(Records from a collection)
────────

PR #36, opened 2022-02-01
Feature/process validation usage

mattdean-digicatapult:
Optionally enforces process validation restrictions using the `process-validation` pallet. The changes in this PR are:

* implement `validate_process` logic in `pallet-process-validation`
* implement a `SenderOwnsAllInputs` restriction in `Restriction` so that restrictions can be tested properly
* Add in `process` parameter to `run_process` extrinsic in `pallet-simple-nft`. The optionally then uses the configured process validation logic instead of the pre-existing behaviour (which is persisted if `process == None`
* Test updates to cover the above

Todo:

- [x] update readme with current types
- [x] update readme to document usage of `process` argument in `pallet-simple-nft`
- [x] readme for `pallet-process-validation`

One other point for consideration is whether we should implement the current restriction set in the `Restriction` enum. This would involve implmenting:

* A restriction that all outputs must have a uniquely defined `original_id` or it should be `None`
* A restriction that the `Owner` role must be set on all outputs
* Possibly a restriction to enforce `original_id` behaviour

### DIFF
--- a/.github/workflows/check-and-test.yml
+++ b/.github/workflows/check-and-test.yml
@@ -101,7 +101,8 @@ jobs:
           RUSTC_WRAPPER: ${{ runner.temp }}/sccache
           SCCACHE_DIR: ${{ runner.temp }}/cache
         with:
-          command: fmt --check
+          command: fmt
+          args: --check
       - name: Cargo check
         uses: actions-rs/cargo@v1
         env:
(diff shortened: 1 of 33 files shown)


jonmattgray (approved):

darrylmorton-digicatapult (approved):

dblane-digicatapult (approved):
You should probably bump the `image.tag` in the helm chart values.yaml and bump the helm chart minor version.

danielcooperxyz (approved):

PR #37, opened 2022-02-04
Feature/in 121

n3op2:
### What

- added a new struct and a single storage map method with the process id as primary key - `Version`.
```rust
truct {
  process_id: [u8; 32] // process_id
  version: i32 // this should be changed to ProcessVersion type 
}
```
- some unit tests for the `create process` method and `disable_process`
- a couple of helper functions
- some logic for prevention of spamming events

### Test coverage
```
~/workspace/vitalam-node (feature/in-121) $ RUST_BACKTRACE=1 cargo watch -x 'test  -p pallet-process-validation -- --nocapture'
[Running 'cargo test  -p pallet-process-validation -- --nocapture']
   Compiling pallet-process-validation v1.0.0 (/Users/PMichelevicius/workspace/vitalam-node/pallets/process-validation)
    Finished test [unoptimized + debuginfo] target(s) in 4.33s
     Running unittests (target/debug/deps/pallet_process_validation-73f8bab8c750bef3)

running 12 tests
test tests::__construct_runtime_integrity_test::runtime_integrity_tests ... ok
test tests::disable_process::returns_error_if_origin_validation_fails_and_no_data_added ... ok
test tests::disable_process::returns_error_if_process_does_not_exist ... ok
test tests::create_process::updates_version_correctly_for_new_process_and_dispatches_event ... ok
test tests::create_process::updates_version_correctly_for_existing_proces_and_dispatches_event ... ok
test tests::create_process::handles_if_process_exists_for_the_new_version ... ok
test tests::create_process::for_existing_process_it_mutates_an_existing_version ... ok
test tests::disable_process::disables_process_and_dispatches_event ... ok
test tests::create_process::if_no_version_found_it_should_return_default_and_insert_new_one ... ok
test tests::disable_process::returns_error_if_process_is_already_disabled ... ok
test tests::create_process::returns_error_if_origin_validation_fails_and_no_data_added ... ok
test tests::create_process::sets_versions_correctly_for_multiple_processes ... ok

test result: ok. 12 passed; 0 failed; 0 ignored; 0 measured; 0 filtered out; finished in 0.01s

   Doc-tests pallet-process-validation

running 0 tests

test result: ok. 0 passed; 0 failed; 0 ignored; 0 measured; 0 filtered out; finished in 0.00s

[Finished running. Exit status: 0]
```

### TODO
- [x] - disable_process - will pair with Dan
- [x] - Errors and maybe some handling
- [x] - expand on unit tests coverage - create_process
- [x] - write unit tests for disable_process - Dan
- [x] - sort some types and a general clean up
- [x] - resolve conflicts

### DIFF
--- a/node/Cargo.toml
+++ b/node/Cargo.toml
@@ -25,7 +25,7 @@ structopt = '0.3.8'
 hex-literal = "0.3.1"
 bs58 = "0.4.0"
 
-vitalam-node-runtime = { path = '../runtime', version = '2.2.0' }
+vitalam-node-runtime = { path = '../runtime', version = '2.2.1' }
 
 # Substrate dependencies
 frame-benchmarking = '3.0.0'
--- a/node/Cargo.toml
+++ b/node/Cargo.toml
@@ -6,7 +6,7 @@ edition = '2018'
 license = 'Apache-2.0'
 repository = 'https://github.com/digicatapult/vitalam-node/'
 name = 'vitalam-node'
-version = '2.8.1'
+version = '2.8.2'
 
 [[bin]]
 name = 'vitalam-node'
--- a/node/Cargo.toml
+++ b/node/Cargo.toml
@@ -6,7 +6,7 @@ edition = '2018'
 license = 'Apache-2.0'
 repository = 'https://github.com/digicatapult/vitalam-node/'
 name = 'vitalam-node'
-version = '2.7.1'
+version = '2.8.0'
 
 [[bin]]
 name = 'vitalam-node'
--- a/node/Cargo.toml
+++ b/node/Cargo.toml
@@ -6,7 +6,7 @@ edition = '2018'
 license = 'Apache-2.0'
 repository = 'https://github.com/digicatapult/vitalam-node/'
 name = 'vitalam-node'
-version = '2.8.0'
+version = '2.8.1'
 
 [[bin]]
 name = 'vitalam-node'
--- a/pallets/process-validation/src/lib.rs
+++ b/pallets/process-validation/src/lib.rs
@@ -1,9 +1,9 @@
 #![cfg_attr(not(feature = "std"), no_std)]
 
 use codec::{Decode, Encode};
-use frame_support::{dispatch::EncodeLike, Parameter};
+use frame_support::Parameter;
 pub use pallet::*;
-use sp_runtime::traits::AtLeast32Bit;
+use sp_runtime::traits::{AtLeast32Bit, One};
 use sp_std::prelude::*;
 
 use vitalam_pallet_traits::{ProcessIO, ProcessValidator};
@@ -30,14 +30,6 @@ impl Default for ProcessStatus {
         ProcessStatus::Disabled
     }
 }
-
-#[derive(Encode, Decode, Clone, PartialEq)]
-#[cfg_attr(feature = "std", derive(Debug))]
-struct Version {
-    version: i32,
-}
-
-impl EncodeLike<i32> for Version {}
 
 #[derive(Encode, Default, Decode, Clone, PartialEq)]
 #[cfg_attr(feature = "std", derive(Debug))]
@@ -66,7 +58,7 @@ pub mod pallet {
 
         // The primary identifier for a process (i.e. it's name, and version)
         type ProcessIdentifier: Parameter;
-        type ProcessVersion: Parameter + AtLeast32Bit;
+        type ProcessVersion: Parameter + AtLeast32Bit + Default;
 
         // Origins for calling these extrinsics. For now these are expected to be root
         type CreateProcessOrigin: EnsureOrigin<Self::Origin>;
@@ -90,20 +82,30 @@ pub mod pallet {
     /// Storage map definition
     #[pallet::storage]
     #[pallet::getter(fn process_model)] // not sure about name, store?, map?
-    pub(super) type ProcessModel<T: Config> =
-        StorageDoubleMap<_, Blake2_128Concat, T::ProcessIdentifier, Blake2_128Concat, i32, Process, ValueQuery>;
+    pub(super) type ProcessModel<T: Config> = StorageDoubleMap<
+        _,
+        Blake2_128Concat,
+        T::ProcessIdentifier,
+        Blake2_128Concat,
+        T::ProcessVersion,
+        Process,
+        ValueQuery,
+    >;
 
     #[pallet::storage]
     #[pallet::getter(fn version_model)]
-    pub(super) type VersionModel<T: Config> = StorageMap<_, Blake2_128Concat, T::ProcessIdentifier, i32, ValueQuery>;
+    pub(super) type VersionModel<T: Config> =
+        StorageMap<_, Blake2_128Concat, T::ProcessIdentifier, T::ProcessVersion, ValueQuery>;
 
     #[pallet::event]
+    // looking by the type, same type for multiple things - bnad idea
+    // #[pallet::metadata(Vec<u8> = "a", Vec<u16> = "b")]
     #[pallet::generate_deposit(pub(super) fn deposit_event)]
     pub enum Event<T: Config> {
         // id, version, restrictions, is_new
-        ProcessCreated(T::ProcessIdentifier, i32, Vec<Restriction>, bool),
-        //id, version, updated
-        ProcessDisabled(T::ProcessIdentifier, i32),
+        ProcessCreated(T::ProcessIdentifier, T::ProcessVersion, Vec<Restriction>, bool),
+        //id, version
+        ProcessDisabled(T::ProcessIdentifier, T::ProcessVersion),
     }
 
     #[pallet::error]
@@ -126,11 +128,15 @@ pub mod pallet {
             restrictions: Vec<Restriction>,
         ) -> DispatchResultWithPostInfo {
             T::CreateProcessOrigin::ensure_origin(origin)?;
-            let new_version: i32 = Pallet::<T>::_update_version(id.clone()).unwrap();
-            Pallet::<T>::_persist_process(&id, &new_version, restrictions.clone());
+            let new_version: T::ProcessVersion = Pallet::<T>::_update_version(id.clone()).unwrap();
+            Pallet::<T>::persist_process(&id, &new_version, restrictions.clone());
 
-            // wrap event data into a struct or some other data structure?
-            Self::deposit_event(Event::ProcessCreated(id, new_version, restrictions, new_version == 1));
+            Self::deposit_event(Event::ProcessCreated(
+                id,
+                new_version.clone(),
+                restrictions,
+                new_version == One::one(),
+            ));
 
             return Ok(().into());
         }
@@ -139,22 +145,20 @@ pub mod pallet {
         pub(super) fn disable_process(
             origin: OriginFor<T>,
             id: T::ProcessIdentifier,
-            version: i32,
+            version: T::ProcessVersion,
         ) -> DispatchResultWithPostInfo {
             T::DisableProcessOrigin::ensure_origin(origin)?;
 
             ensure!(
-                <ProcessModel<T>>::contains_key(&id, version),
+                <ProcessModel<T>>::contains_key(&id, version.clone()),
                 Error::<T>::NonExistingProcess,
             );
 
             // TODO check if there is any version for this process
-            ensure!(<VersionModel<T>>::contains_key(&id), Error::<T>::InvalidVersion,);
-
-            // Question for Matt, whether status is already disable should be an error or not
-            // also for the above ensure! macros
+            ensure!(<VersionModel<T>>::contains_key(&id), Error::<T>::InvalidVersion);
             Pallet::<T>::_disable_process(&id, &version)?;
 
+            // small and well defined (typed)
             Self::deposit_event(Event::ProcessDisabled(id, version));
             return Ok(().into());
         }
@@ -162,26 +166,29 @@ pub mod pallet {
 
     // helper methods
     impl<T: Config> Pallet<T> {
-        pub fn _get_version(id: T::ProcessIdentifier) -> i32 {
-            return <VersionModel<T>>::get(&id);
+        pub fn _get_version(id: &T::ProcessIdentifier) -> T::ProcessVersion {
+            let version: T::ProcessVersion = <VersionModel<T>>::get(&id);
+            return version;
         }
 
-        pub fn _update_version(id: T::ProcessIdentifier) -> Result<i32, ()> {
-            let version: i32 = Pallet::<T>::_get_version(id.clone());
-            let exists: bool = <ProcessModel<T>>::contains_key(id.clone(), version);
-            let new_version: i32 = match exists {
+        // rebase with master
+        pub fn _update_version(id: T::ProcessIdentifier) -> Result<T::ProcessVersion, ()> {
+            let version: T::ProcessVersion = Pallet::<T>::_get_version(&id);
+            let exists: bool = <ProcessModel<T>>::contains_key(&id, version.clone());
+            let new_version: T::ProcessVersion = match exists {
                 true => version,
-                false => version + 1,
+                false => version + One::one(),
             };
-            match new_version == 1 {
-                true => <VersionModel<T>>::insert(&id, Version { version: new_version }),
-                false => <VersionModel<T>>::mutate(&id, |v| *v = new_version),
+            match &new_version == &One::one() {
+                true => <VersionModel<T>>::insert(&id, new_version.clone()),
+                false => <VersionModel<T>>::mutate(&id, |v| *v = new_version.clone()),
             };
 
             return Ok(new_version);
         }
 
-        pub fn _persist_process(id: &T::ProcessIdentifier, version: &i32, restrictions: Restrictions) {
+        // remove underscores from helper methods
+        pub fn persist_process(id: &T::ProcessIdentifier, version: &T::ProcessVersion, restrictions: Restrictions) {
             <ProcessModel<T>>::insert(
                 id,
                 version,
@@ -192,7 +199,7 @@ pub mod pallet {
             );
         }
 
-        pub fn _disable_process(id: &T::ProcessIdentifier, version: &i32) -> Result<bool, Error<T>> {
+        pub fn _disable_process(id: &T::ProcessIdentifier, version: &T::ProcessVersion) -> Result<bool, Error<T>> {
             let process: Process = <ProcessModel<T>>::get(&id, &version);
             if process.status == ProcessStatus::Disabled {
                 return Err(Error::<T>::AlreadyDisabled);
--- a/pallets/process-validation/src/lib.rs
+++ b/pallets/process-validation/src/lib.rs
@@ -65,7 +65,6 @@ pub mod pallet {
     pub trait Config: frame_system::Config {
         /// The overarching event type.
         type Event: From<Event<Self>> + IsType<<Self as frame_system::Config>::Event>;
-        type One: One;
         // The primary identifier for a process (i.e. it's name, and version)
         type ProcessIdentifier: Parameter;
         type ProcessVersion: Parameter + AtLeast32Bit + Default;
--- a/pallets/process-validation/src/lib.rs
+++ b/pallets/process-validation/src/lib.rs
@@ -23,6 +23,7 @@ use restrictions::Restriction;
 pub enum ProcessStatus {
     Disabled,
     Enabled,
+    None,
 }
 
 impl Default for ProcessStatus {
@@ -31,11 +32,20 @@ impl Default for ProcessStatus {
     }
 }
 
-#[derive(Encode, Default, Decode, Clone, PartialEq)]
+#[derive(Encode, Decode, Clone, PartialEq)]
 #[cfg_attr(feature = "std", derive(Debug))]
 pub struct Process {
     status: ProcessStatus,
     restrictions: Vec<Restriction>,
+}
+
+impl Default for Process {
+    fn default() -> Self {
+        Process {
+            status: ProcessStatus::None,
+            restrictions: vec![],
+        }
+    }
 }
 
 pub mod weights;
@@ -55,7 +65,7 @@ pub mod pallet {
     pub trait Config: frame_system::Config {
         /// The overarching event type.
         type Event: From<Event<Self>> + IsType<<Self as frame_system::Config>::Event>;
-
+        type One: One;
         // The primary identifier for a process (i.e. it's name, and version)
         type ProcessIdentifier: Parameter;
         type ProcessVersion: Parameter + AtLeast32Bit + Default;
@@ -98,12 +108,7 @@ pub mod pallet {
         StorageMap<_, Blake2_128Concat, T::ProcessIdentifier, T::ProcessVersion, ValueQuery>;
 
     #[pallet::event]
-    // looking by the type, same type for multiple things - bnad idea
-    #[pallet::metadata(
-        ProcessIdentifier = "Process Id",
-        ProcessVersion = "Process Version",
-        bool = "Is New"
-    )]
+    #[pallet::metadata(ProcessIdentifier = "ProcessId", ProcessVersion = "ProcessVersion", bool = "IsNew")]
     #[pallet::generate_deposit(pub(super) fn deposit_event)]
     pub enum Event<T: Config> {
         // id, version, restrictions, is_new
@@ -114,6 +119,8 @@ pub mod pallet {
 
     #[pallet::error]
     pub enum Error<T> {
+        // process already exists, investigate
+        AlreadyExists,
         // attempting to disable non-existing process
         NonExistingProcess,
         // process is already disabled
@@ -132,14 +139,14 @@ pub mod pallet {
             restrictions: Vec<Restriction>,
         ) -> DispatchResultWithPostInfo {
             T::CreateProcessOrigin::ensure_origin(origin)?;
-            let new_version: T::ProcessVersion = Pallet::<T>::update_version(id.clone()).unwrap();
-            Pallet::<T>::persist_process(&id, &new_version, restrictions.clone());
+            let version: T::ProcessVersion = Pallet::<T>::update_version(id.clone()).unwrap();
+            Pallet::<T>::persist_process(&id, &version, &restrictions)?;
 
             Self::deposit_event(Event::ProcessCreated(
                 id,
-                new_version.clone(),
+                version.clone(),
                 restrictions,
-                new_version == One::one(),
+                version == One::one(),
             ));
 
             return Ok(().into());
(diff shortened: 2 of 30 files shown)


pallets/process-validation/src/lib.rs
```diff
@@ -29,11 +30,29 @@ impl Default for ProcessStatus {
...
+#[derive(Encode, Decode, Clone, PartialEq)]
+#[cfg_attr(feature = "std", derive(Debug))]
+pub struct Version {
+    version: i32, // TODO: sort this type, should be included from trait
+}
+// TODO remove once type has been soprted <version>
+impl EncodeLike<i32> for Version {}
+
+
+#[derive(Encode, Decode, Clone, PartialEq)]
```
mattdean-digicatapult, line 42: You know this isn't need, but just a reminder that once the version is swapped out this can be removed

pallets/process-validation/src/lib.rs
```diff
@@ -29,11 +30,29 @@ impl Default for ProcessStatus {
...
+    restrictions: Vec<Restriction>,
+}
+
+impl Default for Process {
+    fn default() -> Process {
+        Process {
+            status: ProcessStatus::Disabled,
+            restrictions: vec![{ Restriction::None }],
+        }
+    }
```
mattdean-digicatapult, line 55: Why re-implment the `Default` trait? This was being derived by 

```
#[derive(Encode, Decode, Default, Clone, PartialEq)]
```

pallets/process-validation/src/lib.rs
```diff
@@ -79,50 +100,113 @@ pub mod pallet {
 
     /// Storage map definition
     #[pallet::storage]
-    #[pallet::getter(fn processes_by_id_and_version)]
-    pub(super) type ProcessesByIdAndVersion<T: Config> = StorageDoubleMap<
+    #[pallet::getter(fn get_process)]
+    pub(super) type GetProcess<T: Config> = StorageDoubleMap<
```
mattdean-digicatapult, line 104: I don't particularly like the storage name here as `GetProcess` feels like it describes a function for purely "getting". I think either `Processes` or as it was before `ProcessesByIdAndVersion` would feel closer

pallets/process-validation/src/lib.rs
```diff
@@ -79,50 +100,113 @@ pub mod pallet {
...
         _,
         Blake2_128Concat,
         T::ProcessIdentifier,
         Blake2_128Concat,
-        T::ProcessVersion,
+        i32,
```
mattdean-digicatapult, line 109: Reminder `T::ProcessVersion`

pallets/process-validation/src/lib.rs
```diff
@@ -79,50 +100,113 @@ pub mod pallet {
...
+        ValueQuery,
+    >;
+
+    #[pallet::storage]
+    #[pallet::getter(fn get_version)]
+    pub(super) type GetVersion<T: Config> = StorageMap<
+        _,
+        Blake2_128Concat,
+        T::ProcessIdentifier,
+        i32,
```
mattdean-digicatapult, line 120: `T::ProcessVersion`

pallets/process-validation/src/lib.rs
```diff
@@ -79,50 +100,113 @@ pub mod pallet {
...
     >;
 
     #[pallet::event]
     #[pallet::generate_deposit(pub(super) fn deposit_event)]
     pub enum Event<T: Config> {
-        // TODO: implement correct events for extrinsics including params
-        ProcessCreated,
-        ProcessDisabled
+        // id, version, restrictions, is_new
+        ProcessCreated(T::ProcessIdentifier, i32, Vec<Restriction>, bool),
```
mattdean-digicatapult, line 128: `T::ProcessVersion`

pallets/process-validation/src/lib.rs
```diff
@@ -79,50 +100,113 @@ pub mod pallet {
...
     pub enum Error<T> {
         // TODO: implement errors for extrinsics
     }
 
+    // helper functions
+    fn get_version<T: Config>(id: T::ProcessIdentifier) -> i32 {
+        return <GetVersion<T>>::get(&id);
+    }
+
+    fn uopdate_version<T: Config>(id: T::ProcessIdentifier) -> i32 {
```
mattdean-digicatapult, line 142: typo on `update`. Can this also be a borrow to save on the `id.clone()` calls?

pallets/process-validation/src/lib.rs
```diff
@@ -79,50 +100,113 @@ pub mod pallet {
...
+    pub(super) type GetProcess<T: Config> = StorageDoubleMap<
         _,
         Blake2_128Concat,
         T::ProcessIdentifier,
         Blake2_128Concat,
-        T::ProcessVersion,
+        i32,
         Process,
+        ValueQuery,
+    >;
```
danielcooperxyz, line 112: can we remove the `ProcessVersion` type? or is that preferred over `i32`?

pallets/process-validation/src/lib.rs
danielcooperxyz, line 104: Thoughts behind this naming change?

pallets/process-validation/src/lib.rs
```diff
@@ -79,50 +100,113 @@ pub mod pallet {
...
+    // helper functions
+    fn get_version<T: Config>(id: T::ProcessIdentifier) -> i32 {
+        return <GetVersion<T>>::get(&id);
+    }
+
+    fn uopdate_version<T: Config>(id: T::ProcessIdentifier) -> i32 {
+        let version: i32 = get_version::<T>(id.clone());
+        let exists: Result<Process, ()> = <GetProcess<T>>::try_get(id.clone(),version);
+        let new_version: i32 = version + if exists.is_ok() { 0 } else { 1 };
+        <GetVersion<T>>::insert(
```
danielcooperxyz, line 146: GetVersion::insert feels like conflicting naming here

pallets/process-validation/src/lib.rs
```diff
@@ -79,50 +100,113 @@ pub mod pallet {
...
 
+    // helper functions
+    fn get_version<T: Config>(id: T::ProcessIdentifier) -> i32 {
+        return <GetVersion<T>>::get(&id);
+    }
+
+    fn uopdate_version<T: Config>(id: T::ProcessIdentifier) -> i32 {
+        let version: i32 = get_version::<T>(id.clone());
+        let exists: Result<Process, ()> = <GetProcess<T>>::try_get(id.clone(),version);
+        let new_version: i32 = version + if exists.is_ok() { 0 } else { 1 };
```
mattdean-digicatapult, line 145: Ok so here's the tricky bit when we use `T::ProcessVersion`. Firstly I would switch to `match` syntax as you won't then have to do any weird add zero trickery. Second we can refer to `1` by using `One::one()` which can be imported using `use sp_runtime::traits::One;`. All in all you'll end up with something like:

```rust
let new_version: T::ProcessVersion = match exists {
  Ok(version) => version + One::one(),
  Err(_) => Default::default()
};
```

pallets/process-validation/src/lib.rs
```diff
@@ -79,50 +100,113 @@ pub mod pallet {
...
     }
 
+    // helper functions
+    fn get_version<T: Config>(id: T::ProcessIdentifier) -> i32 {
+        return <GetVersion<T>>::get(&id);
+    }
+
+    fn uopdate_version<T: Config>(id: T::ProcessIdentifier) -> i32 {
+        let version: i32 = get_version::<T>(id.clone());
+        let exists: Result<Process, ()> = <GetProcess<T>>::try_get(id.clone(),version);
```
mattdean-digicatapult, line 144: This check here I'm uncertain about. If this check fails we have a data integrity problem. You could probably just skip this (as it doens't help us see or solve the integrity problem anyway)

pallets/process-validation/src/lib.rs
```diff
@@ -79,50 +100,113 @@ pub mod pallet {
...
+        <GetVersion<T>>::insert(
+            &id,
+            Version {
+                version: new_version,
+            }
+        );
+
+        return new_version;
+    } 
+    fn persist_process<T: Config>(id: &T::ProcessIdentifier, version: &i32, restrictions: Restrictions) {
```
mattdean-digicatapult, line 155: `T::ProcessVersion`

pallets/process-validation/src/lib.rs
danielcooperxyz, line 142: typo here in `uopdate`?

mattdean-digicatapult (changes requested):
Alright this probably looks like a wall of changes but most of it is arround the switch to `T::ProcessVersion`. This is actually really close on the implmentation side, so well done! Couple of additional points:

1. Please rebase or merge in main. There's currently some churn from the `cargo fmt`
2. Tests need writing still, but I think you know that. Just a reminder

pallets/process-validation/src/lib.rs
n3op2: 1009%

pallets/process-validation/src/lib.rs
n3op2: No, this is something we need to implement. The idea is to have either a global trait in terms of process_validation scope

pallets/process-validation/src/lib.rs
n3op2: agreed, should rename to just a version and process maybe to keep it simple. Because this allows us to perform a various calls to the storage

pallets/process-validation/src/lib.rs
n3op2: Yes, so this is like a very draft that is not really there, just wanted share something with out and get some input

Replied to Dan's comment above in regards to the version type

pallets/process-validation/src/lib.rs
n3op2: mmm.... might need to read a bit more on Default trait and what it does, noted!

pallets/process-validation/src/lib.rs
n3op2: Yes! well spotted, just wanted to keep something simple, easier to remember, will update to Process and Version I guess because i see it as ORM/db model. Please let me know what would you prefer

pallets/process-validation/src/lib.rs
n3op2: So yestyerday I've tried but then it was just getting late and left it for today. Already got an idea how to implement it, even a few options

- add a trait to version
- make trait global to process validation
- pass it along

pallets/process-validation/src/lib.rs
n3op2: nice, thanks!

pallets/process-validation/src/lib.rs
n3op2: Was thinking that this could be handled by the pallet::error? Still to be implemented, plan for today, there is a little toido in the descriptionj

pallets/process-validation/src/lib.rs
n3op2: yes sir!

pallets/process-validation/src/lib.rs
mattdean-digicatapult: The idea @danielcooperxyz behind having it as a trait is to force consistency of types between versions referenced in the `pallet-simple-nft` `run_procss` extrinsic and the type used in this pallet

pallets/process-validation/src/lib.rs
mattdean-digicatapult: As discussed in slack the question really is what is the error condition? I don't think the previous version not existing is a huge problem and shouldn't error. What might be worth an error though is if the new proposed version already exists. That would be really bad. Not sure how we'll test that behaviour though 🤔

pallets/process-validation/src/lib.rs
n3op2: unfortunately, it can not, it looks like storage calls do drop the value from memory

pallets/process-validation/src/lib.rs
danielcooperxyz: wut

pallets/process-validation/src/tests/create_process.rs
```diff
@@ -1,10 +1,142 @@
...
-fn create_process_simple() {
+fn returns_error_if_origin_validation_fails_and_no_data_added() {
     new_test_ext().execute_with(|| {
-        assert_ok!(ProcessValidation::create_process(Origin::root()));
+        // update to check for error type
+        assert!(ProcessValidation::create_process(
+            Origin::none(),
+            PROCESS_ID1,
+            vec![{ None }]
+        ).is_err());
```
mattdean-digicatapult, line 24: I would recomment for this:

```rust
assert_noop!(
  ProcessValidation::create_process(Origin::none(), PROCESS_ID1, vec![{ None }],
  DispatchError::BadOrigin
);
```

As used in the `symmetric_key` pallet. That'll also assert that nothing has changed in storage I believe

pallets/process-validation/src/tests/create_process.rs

────────

About this task
Looking through the data above, copy out each line in which the string "coverage" occurs.

Your solution
### Test coverage
- [x] - expand on unit tests coverage - create_process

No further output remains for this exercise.